(Task inputs Opens)

PR #3122, opened 2025-11-25
docs: Add release version to the docs, with links and warning banner

petejohanson:
Add versions to the sidebar of the documentation, and when viewing the deployment on zmk.dev, which tracks `main`, add a banner warning about possibly prefering the docs for a particular stable release.

If we like this strategy, I can add commits to v0.2-branch and v0.1-branch so those deploy as well, then include them in the list of release versions.

## PR check-list

### DIFF
--- a/docs/docusaurus.config.js
+++ b/docs/docusaurus.config.js
@@ -1,6 +1,32 @@
+const { execSync } = require("child_process");
 const path = require("path");
 const theme = require("./src/theme/prism/themes/github");
 const darkTheme = require("./src/theme/prism/themes/github-dark-dimmed");
+const { releaseVersions } = require("./zmk-release-versions.json");
+
+const gitBranch =
+  process.env.BRANCH ||
+  execSync("git branch --show-current", { encoding: "utf-8" }).trim();
+const isDevelopmentVersion =
+  gitBranch === "main" || !/^v\d+\.\d+-branch$/.test(gitBranch);
+const versionNavbarItems = [
+  {
+    label: "Pre-Release",
+    description: "Current active development branch (main)",
+    href: "https://zmk.dev/docs/",
+  },
+  ...releaseVersions.map((r) => ({
+    label: "v" + r,
+    description: "Stable release v" + r,
+    href: `https://v${r.replaceAll(".", "-")}-branch.zmk.dev/docs/`,
+  })),
+];
+
+const versionDropDownLabel = isDevelopmentVersion
+  ? versionNavbarItems[0].label
+  : versionNavbarItems.find((item) => {
+      return item.label === gitBranch.replace("-branch", "");
+    });
 
 module.exports = {
   title: "ZMK Firmware",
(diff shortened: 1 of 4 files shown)


docs/sidebars.js
```diff
@@ -1,3 +1,20 @@
+const versions = require("./versions.js");
+
+const releaseLinks = [
+  {
+    type: "link",
+    label: "development (main)",
```
caksoylar:
```suggestion
    label: "Development (main)",
```

docs/sidebars.js
```diff
@@ -215,5 +232,17 @@ module.exports = {
         "development/events",
       ],
     },
+    {
+      type: "category",
+      label: "Versions",
+      link: {
+        type: "generated-index",
+        title: "ZMK Versions",
+        description: "Available documentation versions",
```
caksoylar:
```suggestion
        description: "Below are the available documentation versions, corresponding to ZMK versions.",
```

I think this needs a little elaborating. It's awkward without being able to provide more information on ZMK versions but I guess that's fine for now.

docs/docusaurus.config.js
```diff
@@ -11,6 +13,12 @@ module.exports = {
   trailingSlash: "false",
   organizationName: "zmkfirmware", // Usually your GitHub org/user name.
   projectName: "zmk", // Usually your repo name.
+  customFields: {
+    gitBranch:
+      process.env.BRANCH ||
```
caksoylar: Does this cover deploy previews by any chance?

petejohanson: AFAIK, the `BRANCH` will be populated by Netlify in that case, yes, but won't be `main` so our check will assume this *isn't* the development version...

caksoylar: That's probably OK, with the netlify banner at the bottom. But it'd be bonus if the banner indicated it's a deploy preview :)

petejohanson: I tweaked this to be the behavior basically any time we're not in a version branch, so it should default everywhere to using the "I'm showing a dev version" mode now most places.

docs/sidebars.js
petejohanson: Removed anywhere now that we moved things into the navbar.

docs/versions.js
```diff
@@ -0,0 +1,3 @@
+module.exports = {
+  releaseVersions: ["0.3"],
```
nmunnich: Could you add the bits to the pipeline to automatically update this when a new release happens?

nmunnich (commented):
I think this commit should be picked into our v0.3 branch as well.

docs/docusaurus.config.js
```diff
@@ -1,6 +1,34 @@
...
+  })),
+];
+
+const versionDropDownLabel = isDevelopmentVersion
+  ? versionNavbarItems[0].label
+  : versionNavbarItems.find((item) => {
+      return item.label === gitBranch.replace("-branch", "");
+    });
+
+console.error(versionDropDownLabel);
```
caksoylar: Errant debugging command?

petejohanson: Indeed. Removed.

docs/versions.js
petejohanson: I'm happy to do that in a follow up. I'm not sure it'll be trivial, and don't really want to block this on that automation

petejohanson: I did just tweak this, so that the version information is in a *JSON* file, which we should be able to automate appending to via something like: `jq '.releaseVersions[.releaseVersions | length] |= . + "0.4"' docs/zmk-release-versions.json`.

We'll want to do so *only* when we create a release that includes a new branch, e.g. `v0.4-branch` that would be deployed as well.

(Task inputs Closes)

What the task requires |
When the string "config" appears in a line of the records above, that line is to be copied.

Result of this exercise |
--- a/docs/docusaurus.config.js
+++ b/docs/docusaurus.config.js
docs/docusaurus.config.js
docs/docusaurus.config.js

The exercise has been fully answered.